WORK REQUIRED: Write out, please, the lines from the beginning of the material to the line with "- [x] Establish development procedures", including both ends and nothing else.

STORED DATA:

PR #1775, opened 2024-04-12
BIDS-2.0

yarikoptic:
References
- https://github.com/bids-standard/bids-2-devel/issues/57
- Full list of issues to consider: https://github.com/bids-standard/bids-2-devel/issues
- BIDS 2.0 Project of selected: https://github.com/orgs/bids-standard/projects/10

Plan
- [x] Initial "setup" of needed support tools/tests/changes
   - [x] Closes https://github.com/bids-standard/bids-2-devel/issues/67
   - [x] migrate all examples
   - [x] validate all examples **after** migration (some are excluded since not passing even in BIDS 1.x using deno validator)
- [x] Establish development procedures
   - **See [CONTRIBUTING-BIDS2.0.md](https://github.com/bids-standard/bids-specification/pull/1775/files#diff-11381827c2d95e8cdab4b87229fed3e742e25a41707e167d98d34ab12da44ef7)**
   - [ ] WiP -- being re-implemented/moved into https://github.com/bids-standard/bids-utils
  - diff between this branch and with all the "functional patches" applied: https://github.com/bids-standard/bids-specification/compare/bids-2.0...bids-2.0-patched
- Add patch sets to solve specific issues staged for BIDS 2.0 as outlined in https://github.com/orgs/bids-standard/projects/10
  - **Major** 
    - [ ] Closes https://github.com/bids-standard/bids-2-devel/issues/65
  - **Addressing quirks/inconsistencies of 1.x**. [Full list](https://github.com/bids-standard/bids-2-devel/issues?q=is%3Aopen%20is%3Aissue%20label%3Ainconsistency%20project%3Abids-standard%2F10)
    - [x] Closes https://github.com/bids-standard/bids-2-devel/issues/14
       - [ ] ?Introduce deprecation cycle within 2.0 to allow for coexistence of `participants.tsv` and `subjects.tsv` . 
    - [ ] Closes https://github.com/bids-standard/bids-2-devel/issues/69
    - [ ] Closes https://github.com/bids-standard/bids-2-devel/issues/78, which also generalization over
         - https://github.com/bids-standard/bids-2-devel/issues/15
         - WIP: https://github.com/bids-standard/bids-specification/pull/1821
   - **Making schema stricter** (incompatible within 1.x)
     - [ ] when https://github.com/bids-standard/bids-specification/pull/2400 merged -- add changing that 'warning' into 'error' 
     - [ ] go from warning to error for inheritance principle detected overwrites
[...]

PR #2162, opened 2025-08-04
[ENH] Deprecate 89+ string for default age column, increase expressiveness of column definitions in sidecar files

### LINKED ISSUE #2045: columns.yml: unclear difference in schema in defining within record or within "definition" sub-record

### LINKED ISSUE #2048: Provide clear(er) and visible to users distinction between columns which could be "overridden" in JSON sidecars and which could not
This issue inspired by 
- https://github.com/bids-standard/bids-specification/pull/2046/files#discussion_r1945589499

which is to address
- #2045 

to clarify the current state of schema/specification . Thus I do not think this issue is not pertinent to that PR which is not intended to change anything in the schema.

- #1838 

introduces notions of "fully-defined" and "conventional" columns, where "fully-defined" are defined through "BIDS schema" directly (`type`, `unit`, ...) and "conventional" defined through "JSON Sidecar schema" (in `definition`).

I think it does indeed make sense to "restrict" some column "properties" to indeed be 
- "fully-defined" (e.g. to disallow assignment of "Units" and "Levels" for `_id` fields);  but still allow to assign "TermURL" or even "Description"; or
- "conventional" - as allow to overload any (?) of the properties per our definitions in [common principles: tabular files: columns](https://bids-specification.readthedocs.io/en/stable/common-principles.html#tabular-files)
  - "user defined" are pretty much those "conventional".

The rule in #1838 on handling different types of columns says

> 1. If a column has a schema definition (type 1), validate using that schema. **Warn on attempted override.**
 
which makes it very user-visible and thus should be depicted in the specification.

But ATM

- in https://bids-specification.readthedocs.io/en/stable/common-principles.html#tabular-files I do not see any notion of different "kinds" of columns, and they all stated to allow e.g. `Units` specification, although for some (e.g. all the `{entity}_id`s makes no sense).
- In https://bids-specification.readthedocs.io/en/stable/modality-agnostic-files.html#participants-file I see no statement that somehow `participant_id` is "fully defined" and the others in the list are "conventional"
- word "conventional" is nowhere in the spec

Related to this, at the level of schema: 
- seeing "JSON-schema" confused me into thinking we are somehow talking about [json-schema](https://json-schema.org/) but it is about "definitions allowed in JSON sidecar files per our [spec for .tsv files](https://bids-specification.readthedocs.io/en/stable/common-principles.html#tabular-files). I will call it "JSON Sidecar Schema"
- "explicit better than implicit" so I think reliance on seeing "JSON" record in YAML as indicator is quite suboptimal.  I think it would be better to be explicit in the schema and announce what "definitions" (Unit? TermURL? Levels? Description? or all of those) are not "overridable" for a given column
   - partially because of such "hidden semantic" there are entries with just Description overloaded with some shorter one thus causing duplication and ambiguity (which description to use where?)... e.g.

                species:
                  name: species
                  display_name: Species
                  description: |
                    The `species` column SHOULD be a binomial species name from the
                    [NCBI Taxonomy](https://www.ncbi.nlm.nih.gov/Taxonomy/Browser/wwwtax.cgi)
                    (for example, `homo sapiens`, `mus musculus`, `rattus norvegicus`).
                    For backwards compatibility, if `species` is absent, the participant is assumed to be
                    `homo sapiens`.
                  definition: {
                    "Description":
                      "binomial species name from the NCBI Taxonomy (https://www.ncbi.nlm.nih.gov/Taxonomy/Browser/wwwtax.cgi)"
                  }
                
- Related: [metadata fields (in .json files)](http://github.com/bids-standard/bids-specification/blob/HEAD/src/schema/objects/metadata.yaml) are very alike to tsv columns and already have many characteristics of the 'definition' **but** only using "schema way" and more flexible at times (`anyOf`s) and "Levels" defined via Enums... [ref bids-2-devel/issues/85 on metadata "life-cycle"](https://github.com/bids-standard/bids-2-devel/issues/85)

- It remains unclear why we need both ( as original "YAML schema" vs this "JSON Sidecar Schema"!? since it kinda happened historically -- may be should be harmonized somehow? e.g. go back to "YAML schema" but with explicit listing of what is disallowed and known mapping of what in "JSON sidecar schema" overloads "YAML schema" fields 

Before trying to propose solution, I have a few questions on @effigies statements in https://github.com/bids-standard/bids-specification/pull/1838

- > ... our column description object is not as powerful as JSON schema

on what aspects are missing from our  "BIDS YAML schema" which are present in "JSON Sidecar Schema"?  IMHO we should strive to equate them one way (make YAML schema more expressive) or another (just adopt "JSON Sidecar" uniformly).

- what "fully defined" really means, as whether any field is allowed to be overwritten?

effigies:
This is a minimal change to column JSON definitions to permit them to be as expressive as JSON schema for defining TSV columns. This adds:

1) `Format`, which covers both `type` and `format`, given that all TSV values are strings until cast by a parser.
2) `Minimum` and `Maximum`, which are used for some values. Here I permit them also to be strings, on the grounds that someone might want a minimum/maximum datetime.

This also deprecates the string "89+" for ages above 88, instead setting a `Maximum` of `89`. It is expected that a validator implementing this will carve out an exception for `age` for 89+. The alternative would be something along the lines of:

```
anyOf:
  - type: number
  - type: string
    enum:
      - "89+"
```

Adding the equivalent of `anyOf` to JSON sidecar column descriptions would be excessive complexity. Looking at the existing uses of `anyOf`, two are degenerate (`anyOf: {type: string}`) and one allowed strings or numbers, which is equivalent to `type: string` for TSV values.

At this point, this PR does *not* attempt to adopt a single convention for schema-defined and sidecar-defined columns. I think we probably should, and posted some options in https://github.com/bids-standard/bids-specification/issues/2048#issuecomment-3148785347.

- Closes #1791
- Closes #2045
- Closes #2048

### DIFF
--- a/src/schema/objects/metadata.yaml
+++ b/src/schema/objects/metadata.yaml
@@ -2191,9 +2191,7 @@ Maximum:
   display_name: Maximum value
   description: |
     Maximum value a column entry is permitted to have.
-  anyOf:
-    - type: number
-    - type: string
+  type: number
 MeasurementToolMetadata:
   name: MeasurementToolMetadata
   display_name: Measurement Tool Metadata
@@ -2237,9 +2235,7 @@ Minimum:
   display_name: Minimum value
   description: |
     Minimum value a column entry is permitted to have.
-  anyOf:
-    - type: number
-    - type: string
+  type: number
 MiscChannelCount:
   name: MiscChannelCount
   display_name: Misc Channel Count


src/schema/objects/columns.yaml
```diff
@@ -550,7 +553,8 @@ species:
     `homo sapiens`.
   definition: {
     "Description":
-      "binomial species name from the NCBI Taxonomy (https://www.ncbi.nlm.nih.gov/Taxonomy/Browser/wwwtax.cgi)"
+      "binomial species name from the NCBI Taxonomy (https://www.ncbi.nlm.nih.gov/Taxonomy/Browser/wwwtax.cgi)",
```
CodyCBakerPhD:
```suggestion
      "Latin binomial species name from the NCBI Taxonomy (https://www.ncbi.nlm.nih.gov/Taxonomy/Browser/wwwtax.cgi).",
```

src/schema/objects/columns.yaml
```diff
@@ -592,7 +596,8 @@ strain:
     For species different from `homo sapiens`, string value indicating
     the strain of the species, for example: `C57BL/6J`.
   definition: {
-    "Description": "name of the strain of the species"
+    "Description": "name of the strain of the species",
```
CodyCBakerPhD:
```suggestion
    "Description": "Name of the strain of the species.",
```
Standardizing the punctuation among some of the changed descriptions (not holistic, just as I see them changed here)

CodyCBakerPhD:
@effigies Mostly LGTM as for what we had discussed - I will take a second look at src/schema/objects/metadata.yaml later to ensure I understand

Were you planning to submit a separate pre-PR to fix the mypy issues on `master`?

src/schema/objects/metadata.yaml
```diff
@@ -1199,6 +1199,39 @@ FlipAngle:
         unit: degree
         exclusiveMinimum: 0
         maximum: 360
+Format:
+  name: Format
+  display_name: Value format
+  description: |
+    Permitted formats for values in the described column.
+  type: string
+  # Keep synced with objects.formats
```
yarikoptic, line 1208: IMHO worth a unittest in bidsschematools to guarantee that, otherwise it is nearly guaranteed to diverge at some point (e.g. when objects.formats gets extended)

effigies: Done.

src/schema/objects/metadata.yaml
```diff
@@ -2144,6 +2177,14 @@ MaxMovement:
...
   type: number
   unit: mm
+Maximum:
+  name: Maximum
+  display_name: Maximum value
+  description: |
+    Maximum value a column entry is permitted to have.
+  anyOf:
+    - type: number
+    - type: string
```
yarikoptic: do you see (have) usecases for min/max of strings?  so far I see only numeric values used

```
❯ git grep -E '(min|max)imum: [0-9]' | wc -l
57
❯ git grep -E '(min|max)imum: [^0-9]' | wc -l
0
```

if not -- may be we should keep it restricted to numbers until use-case(s) come up?

src/schema/objects/columns.yaml
```diff
@@ -592,7 +596,8 @@ strain:
     For species different from `homo sapiens`, string value indicating
     the strain of the species, for example: `C57BL/6J`.
   definition: {
-    "Description": "name of the strain of the species"
+    "Description": "Name of the strain of the species.",
+    "Format": "string",
```
yarikoptic, line 600: I didn't know yaml is tolerant to those trailing `,` (like Python is), but I know that JSON is not ok with them, so may be we should avoid them?

although I see that we do have more already

```
❯ sed -n '/,$/ { N; /\n[[:space:]]*}/p; }' src/**/*.yaml
    "Units": "year",
  }
      "Ambidextrous": "Ambidextrous",
    }
      "other": "Other",
    }
```

src/schema/objects/columns.yaml
```diff
@@ -38,12 +38,14 @@ age:
...
-    It is recommended to tag participant ages that are 89 or higher as 89+,
-    for privacy purposes.
+    For privacy purposes, participant ages should be capped at 89.
+    Using "89+" for ages above 88 is DEPRECATED.
   definition: {
     "LongName": "Subject age",
     "Description": "Subject age in postnatal years",
+    "Format": "number",
     "Units": "year",
+    "Maximum": 89,
```
yarikoptic, line 48: this is a wonderful motivation for me to extract the `bst migrate-datasets` from https://github.com/bids-standard/bids-specification/pull/1775/files#diff-24b8a97543a1dc43190b8d5b070df26e1b88023f2b468b4483255af049788788R39 , likely to call `upgrade-datasets` instead.  And add migration for this so while going to newer version we could get `participants.tsv` fixed up automagically?

FTR -- there is a one bids-examples with 89+

```
❯ git grep 89\+ **/*.tsv
genetics_ukbb/participants.tsv:sub-05       89+     M       control 623589  yes     b002    SNV/CNV hg19/hg38       WES/SNP_intensity
genetics_ukbb/participants.tsv:sub-06       89+     F       patient 458712  no      b003    SNV     hg19    WES
genetics_ukbb/participants.tsv:sub-07       89+     M       patient 985632  yes     b004    SNV     hg19    WES
genetics_ukbb/participants.tsv:sub-13       89+     M       patient 225587  no      b001    SNV/CNV hg19/hg38       WES/SNP_intensity
```

src/schema/objects/metadata.yaml
effigies: datetimes

src/schema/objects/columns.yaml
CodyCBakerPhD: I'd say if this YAML file is meant to contain JSON strings, those strings should be loadable

As long as there is a simple automated test for that, it resolves any concerns I'd have. Preferably a pre-commit of some kind that can safely auto-push such changes

effigies: YAML is a superset of JSON. I just intended to make this bit look like JSON, but I wanted to take advantage of trailing commas to reduce diffs. If this is serialized to JSON, then the trailing commas will go away.

src/schema/objects/metadata.yaml
CodyCBakerPhD: This also threw me for a loop a bit

Can you provide documentation + examples of a string valued min/max syntax here? (only used to `minLength` and such to refer with repect to length of string)

src/schema/objects/columns.yaml
yarikoptic: found for myself in https://yaml.org/spec/1.2.2/#flow-collection-styles 

> Flow collection entries are terminated by the “,” indicator. The final “,” **may** be omitted. This does not cause ambiguity because flow collection entries can never be [completely empty](https://yaml.org/spec/1.2.2/#example-empty-content).

with emphasis on **may** mine. So you are right that YAML does support those!  I was just afraid that it might be some python yaml library "robustification" and thus could still lead to some problems with other yaml libraries.

src/schema/objects/metadata.yaml
yarikoptic: > datetimes

*cute* ! some folks could then setup min/max to e.g. have some "operationPerformed" to be within the duration of the study etc. Kinda opens possibilities but I do not see an immediate demand.

What worries me more is that it would likely mean that there should be custom format-specific comparator implemented to ensure that comparisons are done correctly if string representation allows for some "freedom" (e.g. leading 0s removed... `time` format regex seems to allow) which could alter the actual value/comparison. 

Thus I would just stay away for it until a specific case comes up to avoid implementation of comparisons within all of those known formats.

tools/schemacode/src/bidsschematools/tests/test_schema.py
```diff
@@ -182,6 +182,11 @@ def test_formats(schema_obj):
             )
 
 
+def test_format_consistency(schema_obj):
+    """Test that the "Format" field is consistent with objects.formats."""
+    assert set(schema_obj.objects.metadata.Format.enum) == schema_obj.objects.formats.keys()
```
CodyCBakerPhD, line 187: Do you think any additional testing would be worth it (e.g., example files asserting their column values to be of a particular type, and ensuring validation errors if not that particular non-string type, etc.) or is the assumption that the current testing suite would cover that?

effigies: I think it's out-of-scope for bidsschematools, but will definitely be in-scope for the validator.

src/schema/objects/metadata.yaml
effigies: Non-number Maximum/Minimum removed.

tools/schemacode/src/bidsschematools/tests/test_schema.py
CodyCBakerPhD: Did you want to start a sister PR over on the validator to ensure this works as expected or simply proceed and patch?

yarikoptic (approved):
It is great to see for specifications to converge!  You should come over to North more often!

COMPLETED TASK:
PR #1775, opened 2024-04-12
BIDS-2.0

yarikoptic:
References
- https://github.com/bids-standard/bids-2-devel/issues/57
- Full list of issues to consider: https://github.com/bids-standard/bids-2-devel/issues
- BIDS 2.0 Project of selected: https://github.com/orgs/bids-standard/projects/10

Plan
- [x] Initial "setup" of needed support tools/tests/changes
   - [x] Closes https://github.com/bids-standard/bids-2-devel/issues/67
   - [x] migrate all examples
   - [x] validate all examples **after** migration (some are excluded since not passing even in BIDS 1.x using deno validator)
- [x] Establish development procedures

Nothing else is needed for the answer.